The subjects of this study were selected as follows. First, patients with cancer who were at least 20 years old at the time of diagnosis in 2016 and who were initiated on chemotherapy (intravenous and/or oral) were included in the study. Second, information on chemotherapeutic agents and antiemetic drugs were extracted from the utilisation data. Patients who received chemotherapy with interferon‐alpha were excluded as interferon‐alpha is used in other conditions like hepatitis C virus infection.

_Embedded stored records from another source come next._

PR #2559, opened 2023-10-27
Add a filter to the workshop request view for requests where an active member did not use their code

elichad:
Depends on #2558 because this edits the same `test_filters.py` file which was introduced there.

Requested in https://github.com/carpentries/amy/issues/2380#issuecomment-1768639578.


pbanaszkiewicz (approved):
Also looks good.

PR #2560, opened 2023-10-30
Add soft validation of member codes to training request update form

### LINKED ISSUE #2550: [Member codes] Add soft validation of member codes to TrainingRequestUpdateForm
This is on the admin side of the training requests. Check with ITT before making changes.

elichad:
Fixes #2550.

The implementation is very similar to #2549, but allows the actual reason for failure to be shown (rather than the list of possible reasons).

While testing I discovered some `CharField` and `TextField` fields on `TrainingRequest` which had `blank=True, null=True`, so I changed these to have `default=""` instead in line with best practices.


amy/workshops/models.py
```diff
@@ -2255,7 +2255,7 @@ class TrainingRequest(
     nonprofit_teaching_experience = models.CharField(
         max_length=STR_LONGEST,
         blank=True,
-        null=True,
+        default="",
```
pbanaszkiewicz, line 2258: Thanks for these changes.

amy/workshops/migrations/0269_alter_trainingrequest_default_for_text_fields.py
```diff
@@ -0,0 +1,30 @@
+# Generated by Django 3.2.20 on 2023-10-30 09:20
+
+from django.db import migrations, models
+
+
+class Migration(migrations.Migration):
+
+    replaces = [('workshops', '0269_alter_trainingrequest_nonprofit_teaching_experience'), ('workshops', '0270_auto_20231030_0919')]
```
pbanaszkiewicz, line 8: What causes this? Can you use a rebased codebase or alter migration `0269_alter_trainingrequest_nonprofit_teaching_experience` (it's okay before we release to prod, and even safer if it wasn't released on test-amy)?

amy/extrequests/forms.py
```diff
@@ -1407,6 +1407,79 @@ class Meta:
...
+    def member_code_valid(self, code: str) -> tuple[bool, str]:
+        """Returns True if the code matches an active Membership with available seats,
+        including a grace period of 90 days before and after the Membership dates.
+        If there is no match, returns False and a detailed error.
+        """
+        try:
+            # find relevant membership - may raise Membership.DoesNotExist
+            membership = Membership.objects.get(registration_code=code)
+        except Membership.DoesNotExist:
+            return False, f'No membership found for code "{code}".'
```
pbanaszkiewicz, line 1459: You could use custom exceptions instead of returning a flag and text.
For example:

```python

class MemberCodeValidationError(ValueError):  # or inherit from ValidationError
  pass

...

    def member_code_valid(self, code: str) -> bool:
        """Returns True if the code matches an active Membership with available seats,
        including a grace period of 90 days before and after the Membership dates.
        If there is no match, throws an exception with detailed error.
        """
        try:
            # find relevant membership - may raise Membership.DoesNotExist
            membership = Membership.objects.get(registration_code=code)
        except Membership.DoesNotExist as exc:
            raise MemberCodeValidationError(f'No membership found for code "{code}".') from exc

        ...
        return True

```

amy/extrequests/forms.py
```diff
@@ -1407,6 +1407,79 @@ class Meta:
...
+                error_msg = (
+                    "This code is invalid: "
+                    f"{error_detail} "
+                    "Tick the checkbox below to ignore this message."
+                )
+                errors["member_code"] = ValidationError(error_msg)
+
+        return errors
+
+    def member_code_valid(self, code: str) -> tuple[bool, str]:
```
pbanaszkiewicz, line 1450: I'd consider making this a function receiving `code` and `timestamp` (to be used instead of `self.instance.created_at`) and moving outside the class - as a util function. I'd also add unit tests for it.

pbanaszkiewicz (approved):
Looks good, but I strongly suggest moving `member_code_valid` to exception-based approach.

amy/workshops/migrations/0269_alter_trainingrequest_default_for_text_fields.py
elichad: I squashed two uncommitted migrations to make this one, and this line resulted from that. I'll delete it.

PR #2565, opened 2023-11-06
Remove nonexistent field from knowledge domain lookup

elichad:
The `KnowledgeDomainLookupView` filters on the `subtag` field, which doesn't actually exist on the `KnowledgeDomain` model.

For patients who received chemotherapy more than once, data of the first chemotherapy session after diagnosis was analysed. Many chemotherapeutic agents were administered within the first 8 days in one course (e.g., for patients with gastric cancer, cisplatin was added on Day 8 after S‐1 [tegafur/gimeracil/oteracil potassium] initiation). Thus, all drugs administered within the first 8 days were systematically included in one combination regimen in the emetic risk classification. Patients in whom chemotherapy was administered on the same day as surgery, thoracic drainage, abdominal drainage, and/or pericardial drainage were excluded because the chemotherapy drugs might have been administered topically. Patients who received chemotherapy drugs requiring arterial injection were excluded. Further, patients who received haematopoietic stem cell transplantation within 3 weeks of chemotherapy were also excluded because the emetic risks and prophylactic anti‐emetic drugs are different from those for regular chemotherapy.

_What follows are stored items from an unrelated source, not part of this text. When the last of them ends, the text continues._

PR #2570, opened 2023-11-10
Instructor Training application - add question about Eventbrite URL and associated filter

### LINKED ISSUE #2562: Add question to IT application form about Eventbrite signup
Idea that came up in a discussion with @Talishask.

Add a field to the IT application form for preapproved trainees asking for the URL of the Eventbrite event they signed up for (if applicable). Add this field to the training request filters. Consider auto-matching applications to training based on the URL they provide.

This will help with filtering applications and matching them to training. Currently the ITT has to manually search each attendee by name, email, or member code and match them to the training.

This could offer a significant timesave for the ITT, though it would need to be removed or adjusted significantly when we switch ticketing system.

elichad:
Fixes #2562.

Marking draft as need to check with the ITT if this is okay with them as I slightly jumped the gun... (pinging @karenword and I'll link to this on your agenda)

This change will allow preapproved trainees to enter an Eventbrite URL for the event they've registered for, if applicable.
On the admin side, the "All Training Requests" page will display the event ID (from Eventbrite), and this can be searched for using the filters on the left. You can enter the ID or the full event URL for the search.

Side note: You may already know that are a few different forms that Eventbrite event URLs can take (some registrant-facing, some owner-facing). These example URLs all reference the same event with an ID `711575811407`, and all three forms are handled in this implementation. If there are more forms that you're aware of, please let me know...
- "https://www.eventbrite.com/e/online-instructor-training-7-8-november-2023-tickets-711575811407"
- "https://www.eventbrite.com/e/711575811407"
- "https://www.eventbrite.com/myevent?eid=711575811407"

And here are some screenshots.

Instructor training application form:
IT form with a new question in the "Preapproved" section: "If you have already registered for an event through Eventbrite, enter the URL of that event."

All training requests view. The Eventbrite ID is pulled from the URL in the request. Personally I'm not so happy with the increased width of the table since it means more need for horizontal scrolling.
Training requests view with a new column "Eventbrite ID," which shows a 12-digit number for some requests

Filter by event ID or URL. Search term in screenshot is `https://www.eventbrite.com/myevent?eid=920035475452`, could also have used `920035475452` or even just a subset of those digits like `5452` to get the same result:
image

Note that we don't actually need to show the Eventbrite ID in a column in order to use the search filter (but it makes things clearer that the search returns what you wanted).


karenword:
Thanks @elichad this looks great! 

I played with one of our Eventbrite pages, and it looks like the page link in the address bar at the point when trainees are prompted to complete the application looks like this:

https://www.eventbrite.com/e/online-instructor-training-20-23-november-2023-tickets-719778495857?aff=oddtdtcreator

By allowing us to search attendees by event before they have been accepted and matched, this could make a valuable impact on the amount of time spent processing attendance. Thank you!!

karenword:
I think a couple of other points worth noting for clarity:
- the main object for flexibility is on the point at which trainees enter the link. Our search can be specific to the event ID, but we have to expect that they will submit whatever link they find. It is also possible that they may try to submit non-eventbrite links such as the [confirmation page](https://carpentries.org/instructor-training/confirmation/) or the [calendar page header](https://carpentries.github.io/instructor-training/training_calendar.html#november-20-23-2023) or who knows what else.
- we did not discuss the value of displaying the Eventbrite ID in the table, but I agree that expanding the width of the table is not desirable. If we are searching by eventbrite ID, I think it is reasonable to assume that the search won't malfunction, and after applications have been matched the event slug will show, which is more usable information for us anyway.

karenword:
It is possible that, by asking people to submit a specific event link, we will inadvertently imply that they need to submit a new application whenever they want to cancel & re-register for a new event. We may need new language (either in AMY or in Eventbrite) that deters this behavior.

elichad:
@karenword 

> the main object for flexibility is on the point at which trainees enter the link. Our search can be specific to the event ID, but we have to expect that they will submit whatever link they find. It is also possible that they may try to submit non-eventbrite links such as the [confirmation page](https://carpentries.org/instructor-training/confirmation/) or the [calendar page header](https://carpentries.github.io/instructor-training/training_calendar.html#november-20-23-2023) or who knows what else.

I'll add a check that the URL the trainee enters is pointing to the Eventbrite domain, and some help text to say they can find this link in their confirmation email.

Conveniently, the URL flexibility is the same for both the trainee and the admin, because internally the code tries to pull the ID out of the URL and use that as much as possible. This means that when searching, you can enter a URL like "https://www.eventbrite.com/myevent?eid=719778495857" and it will match a trainee who entered "https://www.eventbrite.com/e/online-instructor-training-20-23-november-2023-tickets-719778495857?aff=oddtdtcreator". (This also means it doesn't matter if either link ends up with extra stuff after the `?`, which is quite common).

Theoretically, any other form of URL that Eventbrite could throw at us should work, as long as it contains the 12-digit ID somewhere in it (and no other long strings of digits) - the ones I listed in my top comment are just the ones I've explicitly tested.

> we did not discuss the value of displaying the Eventbrite ID in the table, but I agree that expanding the width of the table is not desirable. If we are searching by eventbrite ID, I think it is reasonable to assume that the search won't malfunction, and after applications have been matched the event slug will show, which is more usable information for us anyway.

Do you think you would cross-reference the search results with your Eventbrite registrations anyway? If so, I think it would be okay to remove the column.

> It is possible that, by asking people to submit a specific event link, we will inadvertently imply that they need to submit a new application whenever they want to cancel & re-register for a new event. We may need new language (either in AMY or in Eventbrite) that deters this behavior.

Good point. I think we should try to add this text at the point of cancellation if possible as I wouldn't expect people to remember what they read when signing up. Do we have custom text that trainees see when they cancel?

karenword:
> Do you think you would cross-reference the search results with your Eventbrite registrations anyway? If so, I think it would be okay to remove the column.

We will be looking at our Attendance sheets when we match trainees, so I think that should be sufficient cross-referencing so that we don't need -- pinging @klbarnes20 for any further comment

> Good point. I think we should try to add this text at the point of cancellation if possible as I wouldn't expect people to remember what they read when signing up. Do we have custom text that trainees see when they cancel?

As it happens, I have an agenda item to look into this question for other reasons. AFAIK we do not currently have a customized cancellation confirmation email. However, I should note that the point at which trainees are prompted by us to complete the application occurs during registration, when they have to check a box in Eventbrite saying they have completed it. So I think that is probably the time point when they should be told not to do it again if they already did it for a previous event. It couldn't hurt to also tell them when they cancel, but they will have to remember it when they are prompted upon re-registration.

elichad:
> However, I should note that the point at which trainees are prompted by us to complete the application occurs during registration, when they have to check a box in Eventbrite saying they have completed it.

Ah, I didn't realise this! I'll take care to avoid creating a loop with the instructions in AMY then. (This should actually work nicely if we ask people to paste the URL of the registration page)

> So I think that is probably the time point when they should be told not to do it again if they already did it for a previous event. 

I agree.

amy/extforms/forms.py
```diff
@@ -248,6 +252,12 @@ def validate_member_code(
 
         return errors
 
+    def clean_eventbrite_url(self):
+        """Check that entered URL includes 'eventbrite' in the domain."""
+        eventbrite_url = self.cleaned_data.get("eventbrite_url", "")
+        if eventbrite_url and "eventbrite" not in urlparse(eventbrite_url).netloc:
```
pbanaszkiewicz, line 258: If user provides `https://eventbrite.example.org/123123123` this fill validate. Do you think this is serious enough that we should whitelist eventbrite domain?

Also, you can use `urlparse(eventbrite_url).hostname`, as in some cases netloc contains more info than what we need.

amy/templates/requests/all_trainingrequests.html
```diff
@@ -62,6 +64,13 @@
             &lt;{{ req.email|urlize }}&gt;
           </td>
           <td>{{ req.member_code|default:"—" }}</td>
+          <td>
+            {% if req.eventbrite_url %}
+              {% eventbrite_id_from_url req.eventbrite_url %}
+            {% else %}
+              —
```
pbanaszkiewicz, line 71: Can you use `&mdash;` entity for a default value here?

Edit: For context, I think I introduced the default value of `&mdash;`, but then changed my mind and started using `—` as I was able to type it from keyboard. Now I'm not able to type it easily, so I prefer the original approach of `&mdash;` (it's also less confusing).

amy/templates/includes/trainingrequest_details.html
```diff
@@ -30,6 +30,8 @@
     <tr><th>Continue with registration code marked as invalid:</th>
         <td>{{ object.member_code_override|yesno }}</td></tr>
 {% endif %}
+    <tr><th>Eventbrite URL:</th>
+        <td>{{ object.eventbrite_url|default:"&mdash;" }}</td></tr>
```
pbanaszkiewicz, line 34: You can make it clickable, but then I'd for sure use domain whitelisting to make sure someone doesn't use spoof the original domain (e.g. by using homoglyphs).

pbanaszkiewicz (approved):
Looks good, some suggestions left.

amy/extforms/forms.py
elichad: I found that Eventbrite have a lot of local domains as well as `eventbrite.com`, e.g. `eventbrite.co.uk`, `eventbrite.fr`, so it's harder to whitelist them.
As the link isn't clickable anywhere, I think this will be okay without further validation. But maybe for safety, I'll add something on the admin side that does a stricter check and shows a warning if the link doesn't look legitimate.

amy/templates/includes/trainingrequest_details.html
elichad: Yeah, I spoke about this with Rob last week and we thought that doing this safely would be more effort than it's worth. I don't anticipate these links being used directly very often, their main purpose is to be searchable.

Emetic risk classification

The emetic risk of chemotherapy was classified using the Japan Society of Clinical Oncology guidelines (JSCO). The guidelines of the National Comprehensive Cancer Network (NCCN), American Society of Clinical Oncology (ASCO), and Multinational Association Supportive Care in Cancer (MASCC) were used to classify the acute emetogenicity of chemotherapy drugs. The major differences between the guidelines are presented in Table 1. The emetic risks of some drugs differed according to dosage. Thus, the emetic risk of these drugs was based on the average Japanese adult's body surface area of 1.48 m2. , Finally, we classified cyclophosphamide administered at >1500 mg/m2 as HEC and methotrexate sodium administered at >250, 50–250, and <50 mg/m2 as HEC, MEC, and LEC, respectively.

TABLE 1

Major differences between the classifications of emetic risk of intravenous chemotherapy drugs

	Japan	ASCO	NCCN	MASCC/ESMO
High‐risk			Carboplatin (AUC ≥4)
			Doxorubicin (≥60 mg)
			Epirubicine (>90 mg)
			Ifosfamide (≥2 g/m2 per dose)
Moderate‐risk	Carboplatin	Carboplatin	Carboplatin (AUC < 4)	Carboplatin
	Epirubicine	Epirubicine		Epirubicine
	Ifosfamide	Ifosfamide		Ifosfamide
	Doxorubicin	Doxorubicin		Doxorubicin
	Cytarabine (>200 mg/m2)	Cytarabine (>1000 mg/m2)	Cytarabine (>200 mg/m2)	Cytarabine (>1000 mg/m2)
	Methotrexate (≥250 mg/m2)		Methotrexate (≥250 mg/m2)
Low‐risk	Methotrexate (50–250 mg/m2)	Methotrexate	Methotrexate (50–250 mg/m2)	Methotrexate
		Bortexomib		Bortexomib
		Cetuximab		Cetuximab
		Nelarabine
		Panitumumab		Panitumumab
		Pertuzumab
Minimal‐risk	Bortexomib		Bortexomib
	Cetuximab		Cetuximab
	Nelarabine		Nelarabine
	Panitumumab		Panitumumab
	Pertuzumab		Pertuzumab

Note: Japan: The 2015 Japan Society of Clinical Oncology Clinical Practice Guidelines for Antiemesis. ASCO: American Society of Clinical Oncology Antiemetics guidelines, J Clin Oncol 2020; 38:2782–2797. NCCN: National Comprehensive Cancer Network, Antiemesis guidelines, version 2.2020. MASCC: MASCC and ESMO consensus guidelines for the prevention of chemotherapy and radiotherapy‐induced nausea and vomiting: ESMO clinical practice guidelines. Ann Oncol 2016; 27:v119–v133.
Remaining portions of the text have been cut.